• _Task_
Starting from the line that contains "Looks good!", reproduce each line exactly through the end of the material, and include no other lines.

• _Data records_
--------------------------------
PR #701, opened 2026-04-28
Add testcontainer networking and storage options

nikrooz:
Add testcontainer networking and storage options

Remove the deprecated mount callback start API and fold the container, endpoint access, and storage settings into TestEnvironmentOptions.

### DIFF
--- a/.gitignore
+++ b/.gitignore
@@ -31,3 +31,4 @@ lambda.zip
 
 .turbo
 .npm-cache
+napkin.md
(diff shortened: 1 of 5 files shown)


igalshilman (approved):
Looks good!
But I’m thinking maybe we actually switch the behavior for testing to the faster option?
Otherwise no one would know about it?

nikrooz:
--------------------------------
• _Output_
Looks good!
But I’m thinking maybe we actually switch the behavior for testing to the faster option?
Otherwise no one would know about it?

nikrooz:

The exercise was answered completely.